● WHAT YOU NEED TO DO: In the entries below, count the lines that include the word "looks" and reply with the number alone.

● DATA RECORDS:
PR #5182, opened 2020-04-29
AdxPremium Analytics - bug fixes, handling timeout, etc.

adxpremium:
## Type of change

- [x] Bugfix
- [x] Feature

## Description of change
Bug fixes and improved event handling.

### DIFF
--- a/modules/adxpremiumAnalyticsAdapter.js
+++ b/modules/adxpremiumAnalyticsAdapter.js
@@ -7,7 +7,7 @@ import * as utils from '../src/utils.js';
 const analyticsType = 'endpoint';
 const defaultUrl = 'https://adxpremium.services/graphql';
 
-let reqCountry = reqCountry || null;
+let reqCountry = window.reqCountry || null;
 
 // Events needed
 const {
--- a/modules/adxpremiumAnalyticsAdapter.js
+++ b/modules/adxpremiumAnalyticsAdapter.js
@@ -1,11 +1,11 @@
-import { ajax } from '../src/ajax.js';
-import adapter from '../src/AnalyticsAdapter.js';
-import adapterManager from '../src/adapterManager.js';
+import { ajax } from '../src/ajax';
+import adapter from '../src/AnalyticsAdapter';
+import adapterManager from '../src/adapterManager';
 import CONSTANTS from '../src/constants.json';
-import * as utils from '../src/utils.js';
+import * as utils from '../src/utils';
 
 const analyticsType = 'endpoint';
-const url = 'https://adxpremium.services/graphql';
+const defaultUrl = 'https://adxpremium.services/graphql';
 
 // Events needed
 const {
@@ -19,6 +19,11 @@ const {
   }
 } = CONSTANTS;
 
+let timeoutBased = false;
+let requestSent = false;
+let requestDelivered = false;
+let elementIds = [];
+
 // Memory objects
 let completeObject = {
   publisher_id: null,
@@ -26,11 +31,14 @@ let completeObject = {
   referer: null,
   screen_resolution: window.screen.width + 'x' + window.screen.height,
   device_type: null,
-  geo: null,
+  geo: reqCountry || null,
   events: []
 };
 
-let adxpremiumAnalyticsAdapter = Object.assign(adapter({ url, analyticsType }), {
+// Upgraded object
+let upgradedObject = null;
+
+let adxpremiumAnalyticsAdapter = Object.assign(adapter({ defaultUrl, analyticsType }), {
   track({ eventType, args }) {
     switch (eventType) {
       case AUCTION_INIT:
@@ -49,7 +57,7 @@ let adxpremiumAnalyticsAdapter = Object.assign(adapter({ url, analyticsType }), 
         bidTimeout(args);
         break;
       case AUCTION_END:
-        setTimeout(function () { sendEvent(completeObject) }, 3100);
+        auctionEnd(args);
         break;
       default:
         break;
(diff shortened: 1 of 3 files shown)


modules/adxpremiumAnalyticsAdapter.js
```diff
@@ -5,7 +5,9 @@ import CONSTANTS from '../src/constants.json';
 import * as utils from '../src/utils.js';
 
 const analyticsType = 'endpoint';
-const url = 'https://adxpremium.services/graphql';
+const defaultUrl = 'https://adxpremium.services/graphql';
+
+let reqCountry = reqCountry || null;
```
aleksatr, line 10: hey @adxpremium , there's a lint error here:

```
'reqCountry' was used before it was defined.eslint(no-use-before-define)
```
Is `reqCountry` expected to be on the window object?

adxpremium: Hey @aleksatr, yes, reqCountry is expected to be on the window object, if not then it will be just null and that's fine.

modules/adxpremiumAnalyticsAdapter.js
```diff
@@ -19,18 +21,26 @@ const {
   }
 } = CONSTANTS;
 
+let timeoutBased = false;
```
aleksatr, line 24: is `timeoutBased` somehow configurable? Looking at this adapter I see that it's always false?

modules/adxpremiumAnalyticsAdapter.js
aleksatr: Ok, in that case, I guess you can do something like:

```
let reqCountry = window.reqCountry || null;
```

to mitigate the lint error.

aleksatr:
@adxpremium , I don't see unit tests for your analytics adapter, what is the reason for that?
I would expect them to be under `adxpremiumAnalyticsAdapter_spec.js`, as instructed by `Step 3: Add unit tests` of: http://prebid.org/dev-docs/integrate-with-the-prebid-analytics-api.html

modules/adxpremiumAnalyticsAdapter.js
```diff
@@ -19,18 +21,26 @@ const {
...
+let requestSent = false;
```
aleksatr, line 25: `requestSent` (probably `requestDelivered` also) are "global variables" for this adapter. From what I see this variable is set to `true` by `clearSlot()`, which is triggered by gpt's slotRenderEnded event. As this variable is global, that means, when a publisher is running multiple slots on the page, slotRenderEnded of one slot would set this variable to `true` and `sendEvent(completeObject);` would only trigger for that one slot, skipping all the rest. Am I missing something, or is this intentional?

modules/adxpremiumAnalyticsAdapter.js
adxpremium: Ok thanks, I will update in a moment.

modules/adxpremiumAnalyticsAdapter.js
adxpremium: Currently it is not configurable but we do have plans to make it configurable and that's why we left it in a separate variable.

modules/adxpremiumAnalyticsAdapter.js
```diff
@@ -125,16 +210,36 @@ function deviceType() {
...
+
 function sendEvent(completeObject) {
+  requestDelivered = true;
   try {
     let responseEvents = btoa(JSON.stringify(completeObject));
     let mutation = `mutation {createEvent(input: {event: {eventData: "${responseEvents}"}}) {event {createTime } } }`;
     let dataToSend = JSON.stringify({ query: mutation });
-    ajax(url, function () { utils.logInfo(Date.now() + ' Sending event to adxpremium server.') }, dataToSend, {
+    let ajaxEndpoint = defaultUrl;
+    if (adxpremiumAnalyticsAdapter.initOptions.sid) {
```
aleksatr, line 235: is `sid` some adapter parameter? Can you mention it in the `adxpremiumAnalyticsAdapter.md` so we have it documented somewhere?

modules/adxpremiumAnalyticsAdapter.js
adxpremium: This is used just for the timing purposes of the send event and it becomes false again when the new auctionInit event occurs. I will take another look at it, for now it works fine.

adxpremium:
Global reqCountry is fixed now. We will add unit testing as well.

modules/adxpremiumAnalyticsAdapter.js
adxpremium: Yes, sid = Assigned Server ID since we have multiple analytics servers. Will be mentioned in the markdown in a moment.

adxpremium: Done.

aleksatr:
> @aleksatr Global reqCountry is fixed now. We will add unit testing as well.

hey @adxpremium , are you still working on tests, I don't see them pushed?

adxpremium:
We have pushed unit tests, circleci throws an error, my log looks like this:

START:
ℹ ｢wdm｣: Compiling...
ℹ ｢wdm｣: 
ℹ ｢wdm｣: Compiled successfully.
18 05 2020 14:17:26.886:INFO [karma-server]: Karma v4.4.1 server started at http://0.0.0.0:9876/
18 05 2020 14:17:26.888:INFO [launcher]: Launching browsers ChromeHeadless with concurrency 5
18 05 2020 14:17:26.922:INFO [launcher]: Starting browser ChromeHeadless
18 05 2020 14:17:28.103:INFO [HeadlessChrome 81.0.4044 (Mac OS X 10.15.3)]: Connected on socket jjwbUCIHZG_NEH_FAAAA with id 18745409

Finished in 7.081 secs / 3.867 secs @ 14:17:37 GMT+0200 (Central European Summer Time)

SUMMARY:
✔ 5498 tests completed
ℹ 3 tests skipped
[14:17:37] Finished 'test' after 54 s
[14:17:37] Finished 'test' after 1.37 min

aleksatr:
hey @adxpremium, test is indeed failing, check circle CI output. Same outcome when I ran `gulp test` on my local, check screenshot: 

image

adxpremium:
Hi @aleksatr I am not able to reproduce the same error. Here is the screenshot from my local machine with the latest prebid.js clone + analytics adapter + unit tests

Screen Shot 2020-05-28 at 1 16 25 PM

aleksatr:
@adxpremium judging by your output (mainly number of tests), it looks like you're running `gulp test` on master branch, not on the one that contains your changes. To reproduce try this:

```
cd <workspace_dir>
git clone https://github.com/prebid/Prebid.js.git
cd Prebid.js
git fetch origin pull/5182/head:pr-5182
git checkout pr-5182

npm install
gulp test
```

adxpremium:
Hi @aleksatr I did exactly what you told me to do and the output is pretty much the same. The only difference is the number of tests, hmm ?


Screen Shot 2020-05-29 at 3 51 30 PM

aleksatr:
hey @adxpremium , I decoded your b64 expected results and compared them with the actual results when test are running: 

image

As you can see, the difference is in the `screen_resolution` property, you should not assume resolution in your test data. Either you omit this property from your tests or you read the actual screen resolution when you're creating `expectedAfterBid`, `expectedAfterTimeout`, ... (don't hardcode it).

adxpremium:
> hey @adxpremium , I decoded your b64 expected results and compared them with the actual results when test are running:
> 
> image
> 
> As you can see, the difference is in the `screen_resolution` property, you should not assume resolution in your test data. Either you omit this property from your tests or you read the actual screen resolution when you're creating `expectedAfterBid`, `expectedAfterTimeout`, ... (don't hardcode it).

Thanks. We just pushed the updated version. Now it passes all the checks.

aleksatr:
LGMT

● RESPONSE TO THIS TASK: 2